Ways to make your story idea a little more unique

  • Localize a national story
  • Broaden a story to a larger audience
  • Be counter-intuitive

What does the “perfect pitch” look like?

  • Arrives on a Tuesday or Wednesday morning
  • Subject line that’s 25 to 30 characters long
  • No more than 200 words
  • Includes no more than two links to more information

“Owned” media can help boost book publicity

“Owned” media is content you control – your website and blog.

Having lots of relevant content on your website will help you show up higher in search engine results when a journalist is looking for a source like you.

Quality owned media can also boost your credibility.

Think in terms of:

  • Blog posts
  • Articles that you write about your topic that you can add to your site, separate from a blog (or in place of it). Mimic newspaper style.
  • Press releases
  • Q&As
  • Video
  • Infographics

One more book publicity tip from me

I’ll add one more tip from my experience as a freelance writer: Zero in on a few media outlets, study what they use, and show that your idea is a good fit for them when you pitch.

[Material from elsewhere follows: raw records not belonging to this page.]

PR #2790, opened 2025-08-18
nvfp4 tensor: refactor weight-only vs dynamic quant

vkuzo:
Summary:

Refactors `NVFP4Tensor` to use `act_quant_kwargs`, to follow the design
of recently added `Float8Tensor`.

Note that chose not to use `_choose_quant_func_and_quantize_tensor` as
we do not support any activation types other than nvfp4. This can be
relaxed in the future if needed.

This is still not the final API, might need to make more tweaks before
we bring out of prototype.

Test Plan:

Reviewers:

Subscribers:

Tasks:

Tags:


vkuzo:
* __->__ #2790

torchao/prototype/mx_formats/nvfp4_tensor.py
```diff
@@ -141,9 +155,11 @@ def to_nvfp4(
             block_size: Block size for quantization (must be 16)
             per_tensor_scale: Optional pre-computed absolute maximum for calibration.
                 If provided, uses per-tensor scaling. If None, uses block-wise scaling only.
-            mm_config: Matrix multiplication configuration
+            per_tensor_scale: Optional pre-computed absolute maximum for calibration for activation
```
jerryzh168: is this supposed to be `act_per_tensor_scale`? also is it expected that docstring is the same as the previous item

Publicists pitch me all day, every day. Most come to me because I’m in a media database with a few broad topics such as “small business” linked to my name.

Most of the pitches I receive have nothing to do with what I write about.

But those that do? I pay attention. When I get a pitch from a publicist who not only knows what I write about but what outlets I write it for, I notice. And I read those pitches.

Some I save for future use and some I respond to immediately not because I like their story idea, but because the source they’re pitching is a good fit for something else I’m working on at the moment.

When that happens, we’re all happy.

A little homework goes a long way.

Have you been able to get news media attention for your book? Please tell us about it in a comment.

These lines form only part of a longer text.